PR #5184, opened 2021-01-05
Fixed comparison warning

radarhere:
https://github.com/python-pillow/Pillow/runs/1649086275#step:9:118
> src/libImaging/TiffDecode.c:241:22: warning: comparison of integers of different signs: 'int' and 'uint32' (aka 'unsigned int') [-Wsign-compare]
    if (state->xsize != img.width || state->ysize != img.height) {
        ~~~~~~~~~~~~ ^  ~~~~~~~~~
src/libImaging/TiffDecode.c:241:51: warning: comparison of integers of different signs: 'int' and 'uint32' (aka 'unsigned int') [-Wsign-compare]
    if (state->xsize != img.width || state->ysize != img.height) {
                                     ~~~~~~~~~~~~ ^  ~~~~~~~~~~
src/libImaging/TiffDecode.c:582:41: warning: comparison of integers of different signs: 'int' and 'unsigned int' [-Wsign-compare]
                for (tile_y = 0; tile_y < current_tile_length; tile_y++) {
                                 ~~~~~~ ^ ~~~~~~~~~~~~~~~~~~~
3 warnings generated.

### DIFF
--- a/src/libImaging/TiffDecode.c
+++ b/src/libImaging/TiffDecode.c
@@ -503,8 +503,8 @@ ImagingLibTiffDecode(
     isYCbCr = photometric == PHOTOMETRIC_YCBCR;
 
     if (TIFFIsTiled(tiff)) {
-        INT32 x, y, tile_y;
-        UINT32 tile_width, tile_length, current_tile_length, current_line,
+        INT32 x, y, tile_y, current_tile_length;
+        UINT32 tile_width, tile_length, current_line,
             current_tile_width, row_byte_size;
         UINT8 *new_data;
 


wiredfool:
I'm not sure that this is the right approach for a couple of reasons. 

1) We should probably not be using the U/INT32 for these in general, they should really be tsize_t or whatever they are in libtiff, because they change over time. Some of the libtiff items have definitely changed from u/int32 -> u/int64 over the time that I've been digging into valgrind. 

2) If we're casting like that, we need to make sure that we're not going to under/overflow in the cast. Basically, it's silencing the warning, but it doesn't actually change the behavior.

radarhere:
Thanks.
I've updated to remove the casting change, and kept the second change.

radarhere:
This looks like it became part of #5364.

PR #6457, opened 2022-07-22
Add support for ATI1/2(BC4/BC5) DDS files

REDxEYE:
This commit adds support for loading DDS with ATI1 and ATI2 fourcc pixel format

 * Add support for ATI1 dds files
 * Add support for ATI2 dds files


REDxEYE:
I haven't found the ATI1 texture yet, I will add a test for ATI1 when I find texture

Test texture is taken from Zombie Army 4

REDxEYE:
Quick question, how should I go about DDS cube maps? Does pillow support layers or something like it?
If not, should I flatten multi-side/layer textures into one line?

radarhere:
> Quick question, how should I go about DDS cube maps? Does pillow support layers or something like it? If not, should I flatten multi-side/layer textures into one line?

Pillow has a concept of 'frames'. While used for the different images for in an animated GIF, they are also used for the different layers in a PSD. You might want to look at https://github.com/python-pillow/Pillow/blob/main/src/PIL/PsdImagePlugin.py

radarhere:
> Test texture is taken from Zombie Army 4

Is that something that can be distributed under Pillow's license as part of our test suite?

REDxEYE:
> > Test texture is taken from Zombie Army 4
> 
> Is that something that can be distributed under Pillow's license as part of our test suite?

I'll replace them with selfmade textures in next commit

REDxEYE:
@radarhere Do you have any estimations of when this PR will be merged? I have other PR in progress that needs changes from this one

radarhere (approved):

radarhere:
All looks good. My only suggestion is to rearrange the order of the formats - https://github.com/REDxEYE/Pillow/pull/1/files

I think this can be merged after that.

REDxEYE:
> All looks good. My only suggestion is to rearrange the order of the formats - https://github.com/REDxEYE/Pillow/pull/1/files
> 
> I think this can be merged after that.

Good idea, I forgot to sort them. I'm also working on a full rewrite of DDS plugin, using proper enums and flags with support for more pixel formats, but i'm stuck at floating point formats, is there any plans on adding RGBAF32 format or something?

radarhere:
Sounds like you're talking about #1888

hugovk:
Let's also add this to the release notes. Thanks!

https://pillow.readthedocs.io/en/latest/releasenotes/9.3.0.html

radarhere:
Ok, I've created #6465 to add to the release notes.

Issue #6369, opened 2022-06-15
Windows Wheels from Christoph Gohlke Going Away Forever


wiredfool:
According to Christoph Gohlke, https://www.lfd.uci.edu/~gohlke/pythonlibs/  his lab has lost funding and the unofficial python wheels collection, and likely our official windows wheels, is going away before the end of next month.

○ ○ ○ ○

Required work: Set out the records again, exactly as they appear above.

Solved exercise:
PR #5184, opened 2021-01-05
Fixed comparison warning

radarhere:
https://github.com/python-pillow/Pillow/runs/1649086275#step:9:118
> src/libImaging/TiffDecode.c:241:22: warning: comparison of integers of different signs: 'int' and 'uint32' (aka 'unsigned int') [-Wsign-compare]
    if (state->xsize != img.width || state->ysize != img.height) {
        ~~~~~~~~~~~~ ^  ~~~~~~~~~
src/libImaging/TiffDecode.c:241:51: warning: comparison of integers of different signs: 'int' and 'uint32' (aka 'unsigned int') [-Wsign-compare]
    if (state->xsize != img.width || state->ysize != img.height) {
                                     ~~~~~~~~~~~~ ^  ~~~~~~~~~~
src/libImaging/TiffDecode.c:582:41: warning: comparison of integers of different signs: 'int' and 'unsigned int' [-Wsign-compare]
                for (tile_y = 0; tile_y < current_tile_length; tile_y++) {
                                 ~~~~~~ ^ ~~~~~~~~~~~~~~~~~~~
3 warnings generated.

### DIFF
--- a/src/libImaging/TiffDecode.c
+++ b/src/libImaging/TiffDecode.c
@@ -503,8 +503,8 @@ ImagingLibTiffDecode(
     isYCbCr = photometric == PHOTOMETRIC_YCBCR;
 
     if (TIFFIsTiled(tiff)) {
-        INT32 x, y, tile_y;
-        UINT32 tile_width, tile_length, current_tile_length, current_line,
+        INT32 x, y, tile_y, current_tile_length;
+        UINT32 tile_width, tile_length, current_line,
             current_tile_width, row_byte_size;
         UINT8 *new_data;
 


wiredfool:
I'm not sure that this is the right approach for a couple of reasons. 

1) We should probably not be using the U/INT32 for these in general, they should really be tsize_t or whatever they are in libtiff, because they change over time. Some of the libtiff items have definitely changed from u/int32 -> u/int64 over the time that I've been digging into valgrind. 

2) If we're casting like that, we need to make sure that we're not going to under/overflow in the cast. Basically, it's silencing the warning, but it doesn't actually change the behavior.

radarhere:
Thanks.
I've updated to remove the casting change, and kept the second change.

radarhere:
This looks like it became part of #5364.

PR #6457, opened 2022-07-22
Add support for ATI1/2(BC4/BC5) DDS files

REDxEYE:
This commit adds support for loading DDS with ATI1 and ATI2 fourcc pixel format

 * Add support for ATI1 dds files
 * Add support for ATI2 dds files


REDxEYE:
I haven't found the ATI1 texture yet, I will add a test for ATI1 when I find texture

Test texture is taken from Zombie Army 4

REDxEYE:
Quick question, how should I go about DDS cube maps? Does pillow support layers or something like it?
If not, should I flatten multi-side/layer textures into one line?

radarhere:
> Quick question, how should I go about DDS cube maps? Does pillow support layers or something like it? If not, should I flatten multi-side/layer textures into one line?

Pillow has a concept of 'frames'. While used for the different images for in an animated GIF, they are also used for the different layers in a PSD. You might want to look at https://github.com/python-pillow/Pillow/blob/main/src/PIL/PsdImagePlugin.py

radarhere:
> Test texture is taken from Zombie Army 4

Is that something that can be distributed under Pillow's license as part of our test suite?

REDxEYE:
> > Test texture is taken from Zombie Army 4
> 
> Is that something that can be distributed under Pillow's license as part of our test suite?

I'll replace them with selfmade textures in next commit

REDxEYE:
@radarhere Do you have any estimations of when this PR will be merged? I have other PR in progress that needs changes from this one

radarhere (approved):

radarhere:
All looks good. My only suggestion is to rearrange the order of the formats - https://github.com/REDxEYE/Pillow/pull/1/files

I think this can be merged after that.

REDxEYE:
> All looks good. My only suggestion is to rearrange the order of the formats - https://github.com/REDxEYE/Pillow/pull/1/files
> 
> I think this can be merged after that.

Good idea, I forgot to sort them. I'm also working on a full rewrite of DDS plugin, using proper enums and flags with support for more pixel formats, but i'm stuck at floating point formats, is there any plans on adding RGBAF32 format or something?

radarhere:
Sounds like you're talking about #1888

hugovk:
Let's also add this to the release notes. Thanks!

https://pillow.readthedocs.io/en/latest/releasenotes/9.3.0.html

radarhere:
Ok, I've created #6465 to add to the release notes.

Issue #6369, opened 2022-06-15
Windows Wheels from Christoph Gohlke Going Away Forever


wiredfool:
According to Christoph Gohlke, https://www.lfd.uci.edu/~gohlke/pythonlibs/  his lab has lost funding and the unofficial python wheels collection, and likely our official windows wheels, is going away before the end of next month.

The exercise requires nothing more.